This year’s odd-year elections in Texas were relatively quiet, but it’s worth taking note of what happened here at home and on the east coast as we consider what it all means for progressives in 2022. Here we go...
VIRGINIA AND NEW JERSEY
It’s interesting to look at these contests as previews for 2022, but they shouldn't be seen as bellwethers.
While it’s true that Biden won Virginia by 10 points in 2020, it’s also true that the party that wins the White House almost always loses the Virginia and New Jersey governor's races the next year - and always in a president’s first term. This trend holds true with consistency over a period of 40 years:
For your consideration regarding the normal ebb and flow in U.S. politics: pic.twitter.com/Y2lbn4zDaf
— Maddow Blog (@MaddowBlog) November 4, 2021
But Democrats won New Jersey in 2021! And Virginia had some very unique events. First, Democrat Terry McAuliffe made an unforgivable gaffe in saying “I don’t think parents should be telling schools what they should teach.” And when given the chance to clarify his comments while on Meet the Press, he responded “everybody clapped when I said it.” Oof. He went on to lose women voters by wide margins.
Second, Republican Glenn Youngkin actively distanced himself from Trump, and Trump obliged. But good luck pulling that off in 2022 when Trump will hardly be able to keep himself away from the media spotlight for an entire year.
The lesson here: Democrats can't risk losing women voters
Additional lessons: New Jersey is a “blue wall” state and it was way too close for comfort. Had McAuliffe won Virginia, it would still be concerning that it was a close race. Democrats need to show deliverables, identify better messaging around ideas, and do both quickly. Attack messages work for conservative voters, but progressive voters also need something to vote for. Just because voters may hate the other candidate, doesn’t mean they’ll love yours.
TEXAS PROPOSITIONS
There were 8 constitutional amendments on the ballot with such riveting topics as authorizing raffles at rodeos, which is why the state only saw a 9% voter turnout.
But one locality saw 20% turnout to defeat a police initiative by a whopping 69-31. Ok, it was in Austin - but still. This year the city restored all police funds that had been cut in 2020, but Prop A sought to divert millions more to the police from the city’s general fund without a proposed tax increase, meaning those funds would have to come entirely from cuts.
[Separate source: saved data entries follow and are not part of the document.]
PR #2358, opened 2019-01-26
Fix show_mob_info not working

AnnieRuru:
### Pull Request Prelude

### Issues addressed
https://rathena.org/board/topic/118076-monster-level-not-showing/

### Changes Proposed
Fix show_mob_info not working

### Affected Branches
* Master

### DIFF
--- a/src/map/clif.c
+++ b/src/map/clif.c
@@ -9334,7 +9334,7 @@ static void clif_charnameack(int fd, struct block_list *bl)
 				//can parse it. [Skotlex]
 				if (str_p != mobhp) {
 					*(str_p-3) = '\0'; //Remove trailing space + pipe.
-					memcpy(packet.party_name, mobhp, NAME_LENGTH);
+					safesnprintf(packet.name, NAME_LENGTH, "%s %s", md->name, mobhp);
 				}
 			}
 		}


HerculesWSAPI:
This change is [Reviewable](https://reviewable.io/reviews/herculesws/hercules/2358)

Emistry:
Since its fixing the `show_mob_info`, do you think its possible to include some enhancement?
add new option to display other info like `element / race / size` using the guild name area for monster?

AnnieRuru:
@dastgirp hahaha ~ didn't test this thoroughly

@Emistry doesn't seems can do like that now,
because using party_name and guild_name area for monsters doesn't seems to work
maybe we should find out which packet change causing this problem
and the name area only has 23 characters ....

dastgirp:
@AnnieRuru are you sure it's not because of /showname?

AnnieRuru:
ok be honest, I didn't know about the /showname

without this patch, just type /showname will display correctly
so how do we actually solve this with default newer client without typing /showname ?

Emistry:
> @Emistry doesn't seems can do like that now,
because using party_name and guild_name area for monsters doesn't seems to work
maybe we should find out which packet change causing this problem

seem this done in the SEAR emulator, seem workable .... I did once long time ago, but it look ugly hence i dropped it and hope someone with better knowledge could do it xD

their format 
```
Monster Name (HP/MaxHP)   <--- Name/Party column
[Element: XXX] (Race:XXXX)    <--- Guildname / Position column
```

The police are already the biggest part of the budget, and the next biggest slices of the pie to cut from would have been fire, emergency medical services, or the health department.
The lesson here: conservatives overplayed their hand, and voters slapped that hand. As we look to 2022, keep in mind that conservatives also went too far in passing Texas’ worst-in-the-nation abortion law, passing permitless carry, and a host of other far-right issues.
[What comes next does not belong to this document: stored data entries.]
PR #2367, opened 2019-02-06
Add new server define constant MAX_ITEM_ID

AnnieRuru:
### Pull Request Prelude

### Issues addressed
we use to do like this
```
prontera,155,185,5	script	kjsdkf	1_F_MARIA,{
	mes "input Item ID";
	next;
	if ( input( .@itemid, 501, 32768 ) ) { // item ID was smallint(6)
//	if ( input( .@itemid, 501, MAX_ITEM_ID ) ) {
		mes "invalid range";
		close;
	}
	if ( getitemname( .@itemid ) == "null" ) {
		mes "invalid Item ID";
		close;
	}
	mes "OK";
	close;
}
```

### Changes Proposed
add MAX_ITEM_ID as the limit of Item ID is no longer 32768
https://github.com/HerculesWS/Hercules/blob/stable/src/map/itemdb.h#L41

### Affected Branches
* Master

### DIFF
--- a/doc/script_commands.txt
+++ b/doc/script_commands.txt
@@ -716,6 +716,7 @@ MAX_BANK_ZENY		- Maximum Zeny in the bank
 MAX_BG_MEMBERS		- Maximum BattleGround members
 MAX_CHAT_USERS		- Maximum Chat users
 MAX_REFINE			- Maximum Refine level
+MAX_ITEM_ID			- Maximum Item ID
 MAX_MENU_OPTIONS    - Maximum NPC menu options
 MAX_MENU_LENGTH     - Maximum NPC menu string length
 
--- a/src/map/script.c
+++ b/src/map/script.c
@@ -25843,6 +25843,7 @@ static void script_hardcoded_constants(void)
 	script->set_constant("MAX_BG_MEMBERS",MAX_BG_MEMBERS,false, false);
 	script->set_constant("MAX_CHAT_USERS",MAX_CHAT_USERS,false, false);
 	script->set_constant("MAX_REFINE",MAX_REFINE,false, false);
+	script->set_constant("MAX_ITEM_ID",MAX_ITEM_ID,false, false);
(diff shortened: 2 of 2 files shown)


HerculesWSAPI:
This change is [Reviewable](https://reviewable.io/reviews/herculesws/hercules/2367)

4144:
Item id limit can be from any to 2 147 483 648.
In your selected line for new clients it set to  0x20000 (131 072), because bigger values for now useless.
For old clients it defined some lines below as 0xFFFF aka 65535.

About pr, yes adding this constant can be good

AnnieRuru:
SOMETHING NOT RIGHT

see this line
....EDITING....

4144:
MAX_INVENTORY depend on packet version and in docs it can be in two versions at same time

AnnieRuru:
I hope there is a way to silently change the constants.md file in your computer though
like when compiling ... it change these values in your computer ... or something
... just suggestion

Emistry:
I think the [doc/constants.md](https://github.com/HerculesWS/Hercules/blob/stable/doc/constants.md) are just a general list of available constants and sample value for reference.
Most people would probably just refer to this [db/constants.conf](https://github.com/HerculesWS/Hercules/blob/stable/db/constants.conf) instead.

I never once checked the value or the variables i need from the [doc/constants.md](https://github.com/HerculesWS/Hercules/blob/stable/doc/constants.md).
Especially those server defines which the server owner should have know themselves when they setup/compile the server.
Just saying.

4144:
constants.md can be also regenerated with constdb2doc plugin

AnnieRuru:
LMAO !! just notice the `constdb2doc` plugin
so it means everyone needs to load this plugin to make an update to the `constants.md` file
just tested, it works

@Emistry ,
I have `constants.md` file open all the time because this file also contains item/mob db constants
btw you seems like out from scripting for a few years now,
rathena script engine has changed a lot though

HOUSE DISTRICT 118 (Bexar County)
This special election to fill a vacancy was hampered by low turnout of just 11.5%. That paved the way for Republican John Lujan to win the race with a mere 5,924 votes, compared to 5,638 for Democrat Frank Ramirez - a difference of just 286 votes.
This Democratic district went for Biden by 15 points in 2020, but it will look different in 2022 due to redistricting - under the new configuration Biden would have only one won the district by 3 points. That makes this a legitimate swing seat in the midterms.
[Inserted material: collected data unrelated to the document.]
PR #2386, opened 2019-02-25
Add config for party leave behavior

EyesOfAHawk:
### Pull Request Prelude

### Changes Proposed

_Note: Was unsure of the best way to go about this._

Some time ago the behavior was changed for when a party leader leaves the party. I feel a config option should have been added to retain the old behavior.

**Old:** Disband the party.
**Current:** Pass the party leader to another player.
**New:** Uncomment `#define PARTY_LEADER_LEAVE` in `src/config/classes/general.h`

Perhaps others can input on a better way to implement a config option.

**Issues addressed:** 

N/A


HerculesWSAPI:
This change is [Reviewable](https://reviewable.io/reviews/herculesws/hercules/2386)

AnnieRuru:
imo, should move this config into conf folder

although our `party_share_level` is define inside `conf/common/inter-server.conf`

src/config/classes/general.h
```diff
@@ -49,6 +49,12 @@
  **/
 //#define DEVOTION_REFLECT_DAMAGE
 
+/**
+ * when enabled, parties will be disbanded if its leader leaves the party
+ * uncomment to enable
+ **/
+//#define PARTY_LEADER_LEAVE
```
4144: better add configuration option for this

AnnieRuru:
actually I'm thinking, why not just add an atcommand for it ?
we already have `party` `changeleader` `partyoption`  ...
so just add `partydisband` something like that ...

EyesOfAHawk:
> actually I'm thinking, why not just add an atcommand for it ?
> we already have `@party` `@changeleader` `@partyoption` ...
> so just add `@partydisband` something like that ...

Yeah that sounds better.

Emistry:
`@partydisband` doesn't sound like it solve the issue. 
It create confusion with the party disband/leaving behaviour.
it could end up `@partydisband` and `/leave` work differently: Imagine you end up with such behaviour
```
@partydisband - leave party and remove the party (originally should behave like /leave)
/leave - leave party (and currently it would assign leader to another party member)
```
not to mention if the party manipulation script commands are planned to be added in future, it create unnecessary workaround to handling both behaviour simultaneously.

beside if player want to change/switch party leader, they could just use the `@changeleader` atcommand ?

So, adding a configuration in `battle/conf/party.conf` would most likely a more feasible option here, to switch the party disband behaviour.

EyesOfAHawk:
I changed it to a battleconf option. Let me know what you think.

src/char/int_party.c
```diff
@@ -447,42 +447,54 @@ static bool inter_party_change_option(int party_id, int account_id, int exp, int
...
-	p->size--;
-	if (j == p->min_lv || j == p->max_lv || p->family) {
-		if(p->family) p->family = 0; //Family state broken.
-		inter_party->check_lv(p);
+	if (p->party.member[i].leader && option == 1) {
+		p->party.member[i].account_id = 0;
+		for (j = 0; j < MAX_PARTY; j++) {
+			if (!p->party.member[j].account_id)
+				continue;
+			mapif->party_withdraw(party_id, p->party.member[j].account_id, p->party.member[j].char_id);
```
AnnieRuru: what happens if the party member is offline ?
isn't that ... this configuration should just disband the party ?
you still kick them one by one though ... and expect them all to be online ...

### tested
this modification doesn't check offline party members
if I have member A leave party while member B is offline, it shows a message for disband the party
but in-fact, the party leader pass to member B

EyesOfAHawk: thats why i said i dont understand it completely. need help. can you take over PR?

The lesson here: low turnout hurts Democrats! Get out and vote and bring a friend.
POLLING - TEXAS GOVERNOR
This week a Texas Hispanic Policy Foundation poll came out showing Republican Gov. Greg Abbott at 43% and Democrat Beto O’Rourke at 42% - a statistical tie.
It’s hard to take polling too seriously at this point because no money has been spent on the race (and this one will be the most expensive in history). But there are some things we can infer: Greg Abbott has been hovering in the 40’s all year, our own Progress Texas poll showed him at 50% earlier this year, a Texas Tribune poll showed him at 44% in October, and now he appears at 43% in November. This is not a good position for an incumbent to be in.
Abbott’s hard right turn this year has him losing independent voters by double-digits, a real opportunity for O’Rourke. But midterm elections are base elections, and a motivated base is necessary to win. So what to do?
The lesson here: it’s not a matter of choosing between Democratic base voters or persuadable voters - you have to do both.